(Dataset entries)
PR #479, opened 2020-12-17
edit file name

tarafanlin:
allow people to change the name of data objects: click on the data object name to edit

Screen Shot 2020-12-17 at 2 44 26 PM

Screen Shot 2020-12-17 at 2 44 31 PM

### DIFF
--- a/components/core/CarouselSidebarData.js
+++ b/components/core/CarouselSidebarData.js
@@ -189,21 +189,21 @@ const STYLES_AUTOSAVE = css`
   justify-content: baseline;
   color: ${Constants.system.yellow};
   opacity: 0;
-  margin: 8px 0 32px 0;
+  margin: 26px 24px;
 
   @keyframes autosave {
     0% {
       height: 0;
       opacity: 0;
-      margin-left: 12px;
+      margin-left: 0;
     }
     10% {
       opacity: 1;
-      margin-left: 0;
+      margin-left: 24px;
     }
     90% {
       opacity: 1;
-      margin-left: 0;
+      margin-left: 24px;
     }
     100% {
       opacity: 0;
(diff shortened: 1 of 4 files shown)


martinalong:
Works perfectly! Just a few UI suggestions:

- Maybe make it more clear that clicking on it will make it editable (maybe cursor: pointer? or something else as well?)
- If you edit it then click outside (which turns it off edit mode), it should update and save immediately rather than waiting a few seconds till the debounce
- Also, rather than allowing people to type capitals and then lowercasing upon save, you should just convert things to lowercase as they type. Example:
```
  _handleUsernameChange = (e) => {
    this.setState({ [e.target.name]: e.target.value.toLowerCase() });
  };
```
- (Not essential, but a nice to have) It's ideal if we don't have the UI shifting up and down when the "autosaved" appears then disappears. So maybe put it in this spot to the right of the "231.14 KB"
image
- (Also just a nice to have) maybe can save and exit the input field upon hitting enter as well

components/core/CarouselSidebarData.js
```diff
@@ -338,11 +418,37 @@ export default class CarouselSidebarData extends React.Component {
...
+              />
+            </Boundary>
+          ) : (
+            <span
+              css={STYLES_META_TITLE}
+              target="_blank"
+              // href={Strings.getCIDGatewayURL(cid)}
+              onClick={this._handleEditFilename}
+            >
+              {name}
```
martinalong, line 439: I'm still not seeing the filename change reflected immediately after editing. You can fix that by changing this line to {this.state.name} rather than name. That way this will always be the same value as the input field

martinalong:
The other thing I forgot to say in the last review: 

Up to you whether you want to do this. The main thing it would affect is cases where you upload it to a slate and we show the file ending in that slate like here where I changed the filename to Tuna (getting rid of the .jpg) and so it no longer shows .JPG in the slate
image

If you want to preserve the file extension (the .jpg part of filename.jpg) and not allow people to edit that, the way to do that is: when it goes into editing mode, you "separate" the filename into two parts: filename.jpg -> filename + jpg and you make only the first part editable, and then recombine the extension with the new filename afterwards

components/core/CarouselSidebarData.js
tarafanlin: yeah I removed the debounce but there is still a bit lagging. thanks for pointing this out!

martinalong:
LGTM! And good thinking on using the .file instead of .name for extensions! Saved us a lot of time haha

PR #480, opened 2020-12-17
fix: game root link

akuokojnr:


jimmylee (approved):
I think this is right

# [Required work]
Above are the entries; copy every line among them that contains the word "should".

# [Written answer]
- If you edit it then click outside (which turns it off edit mode), it should update and save immediately rather than waiting a few seconds till the debounce
- Also, rather than allowing people to type capitals and then lowercasing upon save, you should just convert things to lowercase as they type. Example:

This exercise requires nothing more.